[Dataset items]
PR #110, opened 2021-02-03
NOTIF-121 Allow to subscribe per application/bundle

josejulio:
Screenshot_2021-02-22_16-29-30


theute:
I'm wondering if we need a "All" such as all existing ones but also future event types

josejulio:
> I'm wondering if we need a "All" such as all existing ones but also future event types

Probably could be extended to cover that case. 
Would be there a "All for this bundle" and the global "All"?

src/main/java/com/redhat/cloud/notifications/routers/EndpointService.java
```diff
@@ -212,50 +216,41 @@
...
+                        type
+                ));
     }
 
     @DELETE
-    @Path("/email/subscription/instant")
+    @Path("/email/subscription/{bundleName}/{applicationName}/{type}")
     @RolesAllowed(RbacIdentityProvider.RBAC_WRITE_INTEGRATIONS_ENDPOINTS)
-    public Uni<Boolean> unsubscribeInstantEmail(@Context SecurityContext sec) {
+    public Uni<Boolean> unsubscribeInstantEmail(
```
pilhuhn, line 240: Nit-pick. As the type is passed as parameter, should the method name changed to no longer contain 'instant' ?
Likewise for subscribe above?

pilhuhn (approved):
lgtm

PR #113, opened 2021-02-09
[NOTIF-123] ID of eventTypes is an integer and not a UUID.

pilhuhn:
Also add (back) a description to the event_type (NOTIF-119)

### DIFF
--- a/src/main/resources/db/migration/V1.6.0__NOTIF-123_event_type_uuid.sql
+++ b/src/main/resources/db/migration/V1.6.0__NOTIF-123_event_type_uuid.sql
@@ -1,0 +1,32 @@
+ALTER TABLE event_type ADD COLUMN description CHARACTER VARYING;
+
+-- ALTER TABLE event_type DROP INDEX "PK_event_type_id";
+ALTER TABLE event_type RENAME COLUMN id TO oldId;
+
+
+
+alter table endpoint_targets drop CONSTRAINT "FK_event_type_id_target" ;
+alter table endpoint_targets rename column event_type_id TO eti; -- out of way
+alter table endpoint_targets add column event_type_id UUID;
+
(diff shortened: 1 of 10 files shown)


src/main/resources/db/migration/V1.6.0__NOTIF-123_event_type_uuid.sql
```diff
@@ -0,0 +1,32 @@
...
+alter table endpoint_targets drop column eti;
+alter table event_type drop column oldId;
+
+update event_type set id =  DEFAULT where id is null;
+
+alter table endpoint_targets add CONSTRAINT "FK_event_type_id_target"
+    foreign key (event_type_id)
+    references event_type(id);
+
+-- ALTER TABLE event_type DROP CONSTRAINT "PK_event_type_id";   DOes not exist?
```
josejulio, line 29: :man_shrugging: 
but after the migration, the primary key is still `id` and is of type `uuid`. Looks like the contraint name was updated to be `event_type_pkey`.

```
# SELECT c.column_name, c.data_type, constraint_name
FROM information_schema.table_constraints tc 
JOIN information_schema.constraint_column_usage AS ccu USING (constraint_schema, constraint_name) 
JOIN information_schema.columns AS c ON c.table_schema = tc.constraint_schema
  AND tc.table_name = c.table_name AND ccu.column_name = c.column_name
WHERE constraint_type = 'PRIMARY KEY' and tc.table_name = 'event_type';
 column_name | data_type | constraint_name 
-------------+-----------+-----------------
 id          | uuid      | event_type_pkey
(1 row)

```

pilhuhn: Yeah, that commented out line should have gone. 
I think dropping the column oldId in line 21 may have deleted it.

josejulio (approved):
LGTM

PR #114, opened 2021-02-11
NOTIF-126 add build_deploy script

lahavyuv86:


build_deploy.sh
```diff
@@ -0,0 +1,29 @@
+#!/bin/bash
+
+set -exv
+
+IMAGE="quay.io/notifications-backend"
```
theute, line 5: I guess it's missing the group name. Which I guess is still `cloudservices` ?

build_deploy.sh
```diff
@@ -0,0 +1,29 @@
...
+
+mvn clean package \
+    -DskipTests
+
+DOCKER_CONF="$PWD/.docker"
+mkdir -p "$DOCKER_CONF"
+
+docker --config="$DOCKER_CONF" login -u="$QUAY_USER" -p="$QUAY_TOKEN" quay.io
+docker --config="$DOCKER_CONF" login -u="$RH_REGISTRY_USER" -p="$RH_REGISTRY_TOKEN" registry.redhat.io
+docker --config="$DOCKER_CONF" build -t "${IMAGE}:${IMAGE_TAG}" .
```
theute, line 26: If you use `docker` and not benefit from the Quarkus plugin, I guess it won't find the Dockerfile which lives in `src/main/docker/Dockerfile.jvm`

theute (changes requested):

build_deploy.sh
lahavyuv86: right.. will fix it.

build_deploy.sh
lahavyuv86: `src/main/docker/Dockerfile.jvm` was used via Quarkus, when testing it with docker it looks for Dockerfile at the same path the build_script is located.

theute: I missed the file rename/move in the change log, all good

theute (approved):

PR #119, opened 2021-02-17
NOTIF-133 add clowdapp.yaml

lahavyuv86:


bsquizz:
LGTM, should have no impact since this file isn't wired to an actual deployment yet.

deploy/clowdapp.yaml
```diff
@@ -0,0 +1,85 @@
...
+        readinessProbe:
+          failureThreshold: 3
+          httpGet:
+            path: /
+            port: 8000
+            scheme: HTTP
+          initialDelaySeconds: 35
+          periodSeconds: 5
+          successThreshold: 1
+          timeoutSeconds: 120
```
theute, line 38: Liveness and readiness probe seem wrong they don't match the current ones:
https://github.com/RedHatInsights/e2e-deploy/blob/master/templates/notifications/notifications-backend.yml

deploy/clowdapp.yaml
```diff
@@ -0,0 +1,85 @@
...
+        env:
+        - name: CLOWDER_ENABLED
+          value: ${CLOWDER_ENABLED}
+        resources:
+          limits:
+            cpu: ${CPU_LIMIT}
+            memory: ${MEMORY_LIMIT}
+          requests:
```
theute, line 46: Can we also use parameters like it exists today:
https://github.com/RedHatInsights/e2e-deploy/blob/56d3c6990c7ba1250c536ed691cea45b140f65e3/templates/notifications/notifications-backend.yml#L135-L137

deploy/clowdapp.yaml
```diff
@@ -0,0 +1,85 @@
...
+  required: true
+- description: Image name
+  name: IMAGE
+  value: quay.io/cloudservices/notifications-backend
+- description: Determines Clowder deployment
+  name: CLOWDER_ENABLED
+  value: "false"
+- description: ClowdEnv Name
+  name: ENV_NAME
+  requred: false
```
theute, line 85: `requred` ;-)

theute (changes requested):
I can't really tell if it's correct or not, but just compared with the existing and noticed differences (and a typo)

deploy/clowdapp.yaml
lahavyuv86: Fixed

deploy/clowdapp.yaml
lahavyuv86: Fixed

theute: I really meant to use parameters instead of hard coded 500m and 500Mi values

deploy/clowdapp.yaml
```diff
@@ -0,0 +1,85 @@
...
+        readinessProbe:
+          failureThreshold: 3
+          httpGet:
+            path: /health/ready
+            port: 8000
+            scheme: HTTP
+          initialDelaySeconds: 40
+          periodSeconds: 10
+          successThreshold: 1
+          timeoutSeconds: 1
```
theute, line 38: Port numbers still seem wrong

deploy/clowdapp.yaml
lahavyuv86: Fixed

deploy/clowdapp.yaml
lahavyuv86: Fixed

Task instructions
Give the data again, exactly as it appears above.

Output
PR #110, opened 2021-02-03
NOTIF-121 Allow to subscribe per application/bundle

josejulio:
Screenshot_2021-02-22_16-29-30


theute:
I'm wondering if we need a "All" such as all existing ones but also future event types

josejulio:
> I'm wondering if we need a "All" such as all existing ones but also future event types

Probably could be extended to cover that case. 
Would be there a "All for this bundle" and the global "All"?

src/main/java/com/redhat/cloud/notifications/routers/EndpointService.java
```diff
@@ -212,50 +216,41 @@
...
+                        type
+                ));
     }
 
     @DELETE
-    @Path("/email/subscription/instant")
+    @Path("/email/subscription/{bundleName}/{applicationName}/{type}")
     @RolesAllowed(RbacIdentityProvider.RBAC_WRITE_INTEGRATIONS_ENDPOINTS)
-    public Uni<Boolean> unsubscribeInstantEmail(@Context SecurityContext sec) {
+    public Uni<Boolean> unsubscribeInstantEmail(
```
pilhuhn, line 240: Nit-pick. As the type is passed as parameter, should the method name changed to no longer contain 'instant' ?
Likewise for subscribe above?

pilhuhn (approved):
lgtm

PR #113, opened 2021-02-09
[NOTIF-123] ID of eventTypes is an integer and not a UUID.

pilhuhn:
Also add (back) a description to the event_type (NOTIF-119)

### DIFF
--- a/src/main/resources/db/migration/V1.6.0__NOTIF-123_event_type_uuid.sql
+++ b/src/main/resources/db/migration/V1.6.0__NOTIF-123_event_type_uuid.sql
@@ -1,0 +1,32 @@
+ALTER TABLE event_type ADD COLUMN description CHARACTER VARYING;
+
+-- ALTER TABLE event_type DROP INDEX "PK_event_type_id";
+ALTER TABLE event_type RENAME COLUMN id TO oldId;
+
+
+
+alter table endpoint_targets drop CONSTRAINT "FK_event_type_id_target" ;
+alter table endpoint_targets rename column event_type_id TO eti; -- out of way
+alter table endpoint_targets add column event_type_id UUID;
+
(diff shortened: 1 of 10 files shown)


src/main/resources/db/migration/V1.6.0__NOTIF-123_event_type_uuid.sql
```diff
@@ -0,0 +1,32 @@
...
+alter table endpoint_targets drop column eti;
+alter table event_type drop column oldId;
+
+update event_type set id =  DEFAULT where id is null;
+
+alter table endpoint_targets add CONSTRAINT "FK_event_type_id_target"
+    foreign key (event_type_id)
+    references event_type(id);
+
+-- ALTER TABLE event_type DROP CONSTRAINT "PK_event_type_id";   DOes not exist?
```
josejulio, line 29: :man_shrugging: 
but after the migration, the primary key is still `id` and is of type `uuid`. Looks like the contraint name was updated to be `event_type_pkey`.

```
# SELECT c.column_name, c.data_type, constraint_name
FROM information_schema.table_constraints tc 
JOIN information_schema.constraint_column_usage AS ccu USING (constraint_schema, constraint_name) 
JOIN information_schema.columns AS c ON c.table_schema = tc.constraint_schema
  AND tc.table_name = c.table_name AND ccu.column_name = c.column_name
WHERE constraint_type = 'PRIMARY KEY' and tc.table_name = 'event_type';
 column_name | data_type | constraint_name 
-------------+-----------+-----------------
 id          | uuid      | event_type_pkey
(1 row)

```

pilhuhn: Yeah, that commented out line should have gone. 
I think dropping the column oldId in line 21 may have deleted it.

josejulio (approved):
LGTM

PR #114, opened 2021-02-11
NOTIF-126 add build_deploy script

lahavyuv86:


build_deploy.sh
```diff
@@ -0,0 +1,29 @@
+#!/bin/bash
+
+set -exv
+
+IMAGE="quay.io/notifications-backend"
```
theute, line 5: I guess it's missing the group name. Which I guess is still `cloudservices` ?

build_deploy.sh
```diff
@@ -0,0 +1,29 @@
...
+
+mvn clean package \
+    -DskipTests
+
+DOCKER_CONF="$PWD/.docker"
+mkdir -p "$DOCKER_CONF"
+
+docker --config="$DOCKER_CONF" login -u="$QUAY_USER" -p="$QUAY_TOKEN" quay.io
+docker --config="$DOCKER_CONF" login -u="$RH_REGISTRY_USER" -p="$RH_REGISTRY_TOKEN" registry.redhat.io
+docker --config="$DOCKER_CONF" build -t "${IMAGE}:${IMAGE_TAG}" .
```
theute, line 26: If you use `docker` and not benefit from the Quarkus plugin, I guess it won't find the Dockerfile which lives in `src/main/docker/Dockerfile.jvm`

theute (changes requested):

build_deploy.sh
lahavyuv86: right.. will fix it.

build_deploy.sh
lahavyuv86: `src/main/docker/Dockerfile.jvm` was used via Quarkus, when testing it with docker it looks for Dockerfile at the same path the build_script is located.

theute: I missed the file rename/move in the change log, all good

theute (approved):

PR #119, opened 2021-02-17
NOTIF-133 add clowdapp.yaml

lahavyuv86:


bsquizz:
LGTM, should have no impact since this file isn't wired to an actual deployment yet.

deploy/clowdapp.yaml
```diff
@@ -0,0 +1,85 @@
...
+        readinessProbe:
+          failureThreshold: 3
+          httpGet:
+            path: /
+            port: 8000
+            scheme: HTTP
+          initialDelaySeconds: 35
+          periodSeconds: 5
+          successThreshold: 1
+          timeoutSeconds: 120
```
theute, line 38: Liveness and readiness probe seem wrong they don't match the current ones:
https://github.com/RedHatInsights/e2e-deploy/blob/master/templates/notifications/notifications-backend.yml

deploy/clowdapp.yaml
```diff
@@ -0,0 +1,85 @@
...
+        env:
+        - name: CLOWDER_ENABLED
+          value: ${CLOWDER_ENABLED}
+        resources:
+          limits:
+            cpu: ${CPU_LIMIT}
+            memory: ${MEMORY_LIMIT}
+          requests:
```
theute, line 46: Can we also use parameters like it exists today:
https://github.com/RedHatInsights/e2e-deploy/blob/56d3c6990c7ba1250c536ed691cea45b140f65e3/templates/notifications/notifications-backend.yml#L135-L137

deploy/clowdapp.yaml
```diff
@@ -0,0 +1,85 @@
...
+  required: true
+- description: Image name
+  name: IMAGE
+  value: quay.io/cloudservices/notifications-backend
+- description: Determines Clowder deployment
+  name: CLOWDER_ENABLED
+  value: "false"
+- description: ClowdEnv Name
+  name: ENV_NAME
+  requred: false
```
theute, line 85: `requred` ;-)

theute (changes requested):
I can't really tell if it's correct or not, but just compared with the existing and noticed differences (and a typo)

deploy/clowdapp.yaml
lahavyuv86: Fixed

deploy/clowdapp.yaml
lahavyuv86: Fixed

theute: I really meant to use parameters instead of hard coded 500m and 500Mi values

deploy/clowdapp.yaml
```diff
@@ -0,0 +1,85 @@
...
+        readinessProbe:
+          failureThreshold: 3
+          httpGet:
+            path: /health/ready
+            port: 8000
+            scheme: HTTP
+          initialDelaySeconds: 40
+          periodSeconds: 10
+          successThreshold: 1
+          timeoutSeconds: 1
```
theute, line 38: Port numbers still seem wrong

deploy/clowdapp.yaml
lahavyuv86: Fixed

deploy/clowdapp.yaml
lahavyuv86: Fixed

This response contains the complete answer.